### TASK ITEM
Which lines of the material hold the word "with"? Copy each one.
Segment Start: SUPPLIED MATERIAL
PR #440, opened 2024-04-17
Changed ESDTTransferRole to be mandatory

popenta:
This in theory would be a **breaking** change but it's more of a **fixing** change.

### DIFF
--- a/src/transactionsFactories/tokenManagementTransactionsFactory.ts
+++ b/src/transactionsFactories/tokenManagementTransactionsFactory.ts
@@ -299,7 +299,7 @@ export class TokenManagementTransactionsFactory {
         tokenIdentifier: string;
         addRoleLocalMint: boolean;
         addRoleLocalBurn: boolean;
-        addRoleESDTTransferRole?: boolean;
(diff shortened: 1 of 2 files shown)


CiprianDraghici (approved):

radumojic (approved):

src/transactionsFactories/tokenManagementTransactionsFactory.ts
```diff
@@ -299,7 +299,7 @@ export class TokenManagementTransactionsFactory {
         tokenIdentifier: string;
         addRoleLocalMint: boolean;
         addRoleLocalBurn: boolean;
-        addRoleESDTTransferRole?: boolean;
+        addRoleESDTTransferRole: boolean;
```
andreibancioiu, line 302: Indeed. It's a change that slightly breaks the current public API, but **it's a fixing change**. Not passing the `addRoleESDTTransferRole` parameter is worse than being forced to (when upgrading to the new minor version of the library).

We should document this in the release notes, though.

andreibancioiu (approved):

PR #448, opened 2024-05-14
Align Address with sdk-specs, as much as possible (without breaking changes)

andreibancioiu:
- Align `Address` with the specs, as much as possible (but avoid breaking changes): https://github.com/multiversx/mx-sdk-specs/blob/main/core/address.md.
Segment End: SUPPLIED MATERIAL
### SOLUTION FOR THIS EXERCISE
Align Address with sdk-specs, as much as possible (without breaking changes)
- Align `Address` with the specs, as much as possible (but avoid breaking changes): https://github.com/multiversx/mx-sdk-specs/blob/main/core/address.md.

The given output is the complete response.